#### ASSIGNED TASK:
Work out how many lines in the listing below include the word "what"; answer with the number alone.
★ ★ ★ ★
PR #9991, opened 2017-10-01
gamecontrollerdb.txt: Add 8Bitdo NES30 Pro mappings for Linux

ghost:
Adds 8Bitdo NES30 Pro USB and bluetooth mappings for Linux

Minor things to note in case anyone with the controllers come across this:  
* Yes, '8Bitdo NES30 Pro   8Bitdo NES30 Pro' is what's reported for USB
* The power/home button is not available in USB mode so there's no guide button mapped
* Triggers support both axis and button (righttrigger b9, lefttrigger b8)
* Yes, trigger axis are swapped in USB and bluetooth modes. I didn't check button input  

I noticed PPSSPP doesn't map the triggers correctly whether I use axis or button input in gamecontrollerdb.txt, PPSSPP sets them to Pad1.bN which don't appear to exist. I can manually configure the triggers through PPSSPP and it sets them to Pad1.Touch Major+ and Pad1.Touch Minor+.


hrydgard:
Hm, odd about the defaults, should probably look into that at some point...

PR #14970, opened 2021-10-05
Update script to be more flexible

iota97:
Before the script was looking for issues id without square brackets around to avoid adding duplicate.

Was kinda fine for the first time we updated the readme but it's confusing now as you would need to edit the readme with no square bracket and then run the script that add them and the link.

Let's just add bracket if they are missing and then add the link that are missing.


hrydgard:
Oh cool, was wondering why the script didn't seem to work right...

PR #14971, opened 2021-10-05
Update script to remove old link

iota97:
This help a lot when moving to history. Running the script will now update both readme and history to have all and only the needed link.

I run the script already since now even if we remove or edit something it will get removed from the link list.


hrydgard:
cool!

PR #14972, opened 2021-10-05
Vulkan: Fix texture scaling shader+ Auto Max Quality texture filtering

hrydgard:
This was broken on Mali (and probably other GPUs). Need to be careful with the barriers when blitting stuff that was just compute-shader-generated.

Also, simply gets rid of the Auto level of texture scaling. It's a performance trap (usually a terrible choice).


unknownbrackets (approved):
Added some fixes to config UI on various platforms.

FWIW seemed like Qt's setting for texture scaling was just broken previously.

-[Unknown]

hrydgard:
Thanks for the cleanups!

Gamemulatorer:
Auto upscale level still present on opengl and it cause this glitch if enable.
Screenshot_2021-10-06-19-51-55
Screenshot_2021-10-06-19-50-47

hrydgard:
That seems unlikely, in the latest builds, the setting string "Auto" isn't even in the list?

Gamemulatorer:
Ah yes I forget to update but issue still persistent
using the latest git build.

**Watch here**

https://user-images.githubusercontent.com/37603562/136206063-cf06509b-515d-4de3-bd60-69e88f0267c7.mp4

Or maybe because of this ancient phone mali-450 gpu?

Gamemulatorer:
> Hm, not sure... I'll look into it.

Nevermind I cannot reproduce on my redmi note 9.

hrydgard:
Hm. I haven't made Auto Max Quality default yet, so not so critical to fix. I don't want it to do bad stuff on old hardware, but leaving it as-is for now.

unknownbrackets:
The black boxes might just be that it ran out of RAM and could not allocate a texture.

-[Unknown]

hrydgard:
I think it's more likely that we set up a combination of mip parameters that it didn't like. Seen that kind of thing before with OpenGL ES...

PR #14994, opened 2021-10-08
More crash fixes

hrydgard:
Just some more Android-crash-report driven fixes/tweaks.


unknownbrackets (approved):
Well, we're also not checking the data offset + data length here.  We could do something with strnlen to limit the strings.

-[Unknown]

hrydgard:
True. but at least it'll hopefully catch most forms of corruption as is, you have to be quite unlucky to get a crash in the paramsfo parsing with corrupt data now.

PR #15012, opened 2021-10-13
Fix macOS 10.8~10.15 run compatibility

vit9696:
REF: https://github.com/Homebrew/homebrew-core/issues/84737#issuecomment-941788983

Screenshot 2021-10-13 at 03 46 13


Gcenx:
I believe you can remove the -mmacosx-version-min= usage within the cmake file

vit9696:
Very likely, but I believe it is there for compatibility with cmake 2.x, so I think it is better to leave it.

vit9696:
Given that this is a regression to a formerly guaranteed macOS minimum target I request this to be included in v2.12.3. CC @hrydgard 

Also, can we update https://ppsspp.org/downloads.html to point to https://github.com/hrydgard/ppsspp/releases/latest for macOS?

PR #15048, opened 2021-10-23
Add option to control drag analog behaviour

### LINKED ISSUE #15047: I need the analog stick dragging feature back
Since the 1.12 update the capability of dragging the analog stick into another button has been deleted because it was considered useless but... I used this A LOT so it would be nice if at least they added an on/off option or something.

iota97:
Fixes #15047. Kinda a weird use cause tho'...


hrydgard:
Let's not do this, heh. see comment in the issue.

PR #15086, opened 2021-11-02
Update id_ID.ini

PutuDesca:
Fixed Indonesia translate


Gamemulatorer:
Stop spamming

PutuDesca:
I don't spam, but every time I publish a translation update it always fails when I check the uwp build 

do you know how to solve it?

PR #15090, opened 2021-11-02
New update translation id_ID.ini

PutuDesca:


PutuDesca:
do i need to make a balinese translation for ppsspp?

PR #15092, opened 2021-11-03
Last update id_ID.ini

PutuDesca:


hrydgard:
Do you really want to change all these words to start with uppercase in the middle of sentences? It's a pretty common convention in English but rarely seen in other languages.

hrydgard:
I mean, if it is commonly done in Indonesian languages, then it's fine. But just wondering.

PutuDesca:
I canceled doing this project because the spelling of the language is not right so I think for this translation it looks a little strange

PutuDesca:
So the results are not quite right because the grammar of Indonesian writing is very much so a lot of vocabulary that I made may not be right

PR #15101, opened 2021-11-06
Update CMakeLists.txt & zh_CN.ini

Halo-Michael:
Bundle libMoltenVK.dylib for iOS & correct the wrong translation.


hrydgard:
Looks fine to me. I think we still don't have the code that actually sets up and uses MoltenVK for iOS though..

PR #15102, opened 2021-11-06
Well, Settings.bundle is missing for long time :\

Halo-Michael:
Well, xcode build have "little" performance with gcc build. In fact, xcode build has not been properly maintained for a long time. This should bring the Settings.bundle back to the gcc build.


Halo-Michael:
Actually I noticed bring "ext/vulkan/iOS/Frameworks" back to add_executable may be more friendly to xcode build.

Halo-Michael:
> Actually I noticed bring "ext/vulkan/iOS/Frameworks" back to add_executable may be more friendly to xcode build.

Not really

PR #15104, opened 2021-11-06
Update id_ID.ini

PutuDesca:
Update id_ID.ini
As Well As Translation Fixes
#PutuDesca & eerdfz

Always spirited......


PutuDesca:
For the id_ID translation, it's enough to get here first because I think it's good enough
★ ★ ★ ★
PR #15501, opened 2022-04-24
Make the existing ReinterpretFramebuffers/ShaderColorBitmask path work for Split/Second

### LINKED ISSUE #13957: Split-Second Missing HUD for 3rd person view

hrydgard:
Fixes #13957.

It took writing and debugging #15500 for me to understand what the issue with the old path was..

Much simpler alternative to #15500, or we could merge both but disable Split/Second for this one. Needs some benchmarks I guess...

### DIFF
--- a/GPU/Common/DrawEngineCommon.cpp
★ ★ ★ ★
#### OUTPUT BELOW:
2